The hands of an Indian woman, with sparkly nails on, dunks a biscuit into chai in a green carrier.

“Our real competition is the burger joint down the street, is the pizza place down the street,” says Nish Jhaveri. “That’s the comfort food, the food everyone knows, the takeout place. That approachability, with me knowing both the [Indian and Southern California] cultures, being able to assimilate what our message is, that’s important to us.”
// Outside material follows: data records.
PR #2616, opened 2022-10-07
Fix terminator lifetime issue

patszt:
Terminator and it's response promise could die before the response was received. This caused actors to not shutdown properly.
The call to terminate will now capture terminator into response handlers so it can never die before it responds.

### :memo: Reviewer Checklist

### DIFF
--- a/libvast/include/vast/system/actors.hpp
+++ b/libvast/include/vast/system/actors.hpp
@@ -507,6 +507,9 @@ using node_actor = typed_actor_fwd<
   // TODO: Make this a signal_monitor_client_actor
   caf::reacts_to<atom::signal, int>>::unwrap;
 
+using terminator_actor = typed_actor_fwd<caf::replies_to<
+  atom::shutdown, std::vector<caf::actor>>::with<atom::done>>::unwrap;
+
 } // namespace vast::system
 
 // -- type announcements -------------------------------------------------------
--- a/libvast/include/vast/system/actors.hpp
+++ b/libvast/include/vast/system/actors.hpp
@@ -507,8 +507,10 @@ using node_actor = typed_actor_fwd<
   // TODO: Make this a signal_monitor_client_actor
   caf::reacts_to<atom::signal, int>>::unwrap;
 
-using terminator_actor = typed_actor_fwd<caf::replies_to<
-  atom::shutdown, std::vector<caf::actor>>::with<atom::done>>::unwrap;
+using terminator_actor = typed_actor_fwd<
+  // Shut down the given actors.
+  caf::replies_to<atom::shutdown,
+                  std::vector<caf::actor>>::with<atom::done>>::unwrap;
 
 } // namespace vast::system
 
--- a/libvast/include/vast/system/terminate.hpp
+++ b/libvast/include/vast/system/terminate.hpp
@@ -34,9 +34,9 @@ namespace vast::system {
 
 /// Wrapper which extends terminator's lifetime to the response handlers.
 template <class ResponseHandle>
-class termination_result {
+class terminate_result {
 public:
-  termination_result(terminator_actor terminator, ResponseHandle response)
+  terminate_result(terminator_actor terminator, ResponseHandle response)
     : terminator_{std::move(terminator)}, response_{std::move(response)} {
   }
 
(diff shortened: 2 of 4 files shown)


libvast/include/vast/system/terminate.hpp
```diff
@@ -31,6 +32,45 @@ struct parallel;
...
+/// Wrapper which extends terminator's lifetime to the response handlers.
+template <class ResponseHandle>
+class termination_result {
+public:
+  termination_result(terminator_actor terminator, ResponseHandle response)
+    : terminator_{std::move(terminator)}, response_{std::move(response)} {
+  }
+
+  template <class ResponseHandler, class ErrorHandler>
+  decltype(auto)
```
dominiklohmann, line 44: Is there any distinct advantage to returning `decltype(auto)` over `auto` here?

libvast/include/vast/system/terminate.hpp
```diff
@@ -31,6 +32,45 @@ struct parallel;
...
+  then(ResponseHandler responseHandler, ErrorHandler errorHandler) {
+    return response_.then(
+      [f = std::move(responseHandler), t = terminator_](atom::done) mutable {
+        f(atom::done_v);
```
dominiklohmann, line 48:
```suggestion
        std::move(f)(atom::done_v);
```

Otherwise this will not work with mutable lambdas that capture move-only variables.

libvast/include/vast/system/terminate.hpp
```diff
@@ -31,6 +32,45 @@ struct parallel;
 
 namespace vast::system {
 
+/// Wrapper which extends terminator's lifetime to the response handlers.
+template <class ResponseHandle>
+class termination_result {
```
dominiklohmann, line 37: Naming-wise I think it'd be clearer to name this `terminate_result`, because it really is the output of the `terminate` function and not the output of the termination itself. This would be in line with standard library naming as well, e.g., `std::from_chars_result` for `std::from_chars`.

libvast/include/vast/system/actors.hpp
```diff
@@ -507,6 +507,9 @@ using node_actor = typed_actor_fwd<
   // TODO: Make this a signal_monitor_client_actor
   caf::reacts_to<atom::signal, int>>::unwrap;
 
+using terminator_actor = typed_actor_fwd<caf::replies_to<
+  atom::shutdown, std::vector<caf::actor>>::with<atom::done>>::unwrap;
```
dominiklohmann, line 511: Throughout the file we force line breaks in the typed actor definitions like this by commenting every handler. This makes it easy to understand what a given handler does from looking at this one file only.

```suggestion
using terminator_actor = typed_actor_fwd<
  // Shut down the given actors.
  caf::replies_to<atom::shutdown, std::vector<caf::actor>>::with<
    atom::done>>::unwrap;
```

dominiklohmann (approved):
Thanks for converting one more actor to typed interfaces as well while you were at it. I left some minor remarks inline, but I think this is a great way to fix the issue.

libvast/include/vast/system/terminate.hpp
patszt: Yeah, the name is quite bad. I forgot to change it once i have changed the approach. What do you think about simply terminate_response_handle?

dominiklohmann: I'm fine with either `terminate_result` or `terminate_result_handle`, I think both work fine.

libvast/include/vast/system/terminate.hpp
patszt: Can you provide some example or some resource? I have tried to reproduce this with online compiler and it seems to work without the move.

`auto k = std::make_unique<int>(5);   
    auto f = [b = std::move(k)]()mutable{
        b.reset();
    };

    auto f2 = [k= std::move(f)]()mutable{k();};
    f2();`

dominiklohmann: Consider an invocable f that can only be called as an rvalue, e.g.,

```cpp
struct F {
  auto operator() && {}
};

auto g = [f = F{}]() mutable {
  // this works:
  std::move(f)(); 
  // this fails:
  // f();
};
```

The same can occur when your function f tries to mutate its own capture, but then it's implicit rather than explicit:

```c++
auto ptr = std::make_unique<int>();

auto f = [ptr = std::move(ptr)]() mutable {
  ptr.release();
};

auto g = [f = std::move(f)]() mutable {
  // this works:
  std::move(f)(); 
  // this fails:
  // f();
};
```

For now, the Jhaveris and Merchant have been bridging any cultural or culinary divides from their small corner kitchen inside Poet Gardens, serving food on weekends and those regional specials by preorder. The latter, part of what the team is calling the Golden Quadrangle Series, features everything from soups formerly reserved for royals to the Goan pork dish sorpotel, an intensive and aromatic curry that can take days to prepare.

It’s all a way to meet the faces they plan to feed once the proper Imli opens up later this year, and to make connections over the food they love. “The food empowers us to show people who we really are,” says Merchant, who has been using his Instagram page to show off his regional cooking skills and to support the ongoing Indian public health crisis during the coronavirus pandemic. “We’re already building an audience.”

Now all that’s left to do is get Imli to the finish line, though that feels easier said than done after so many years of waiting, trying, hoping. The plan is to open in just a few months, and the excitement to cross into a new phase is, for each of them, palpable.

“We’ve gone through so many transitions, and had to adapt, to adjust, to pivot,” says Nish. “Ultimately, it’s been a blessing because it’s allowed us to craft the most ideal concept that we’ve wanted to have for our Indian food. Now seeing it come to fruition, it’s just amazing. The weight of the world is being lifted off your shoulders, but at the same time you worry. You have anxiety, all these mixed emotions.”

“Soon we’ll have an open restaurant,” adds Jhaveri with a laugh, pointing out all of the existing issues — long hours, low margins, trouble finding staff — that come with even successful restaurant ventures. “Be careful what you wish for!”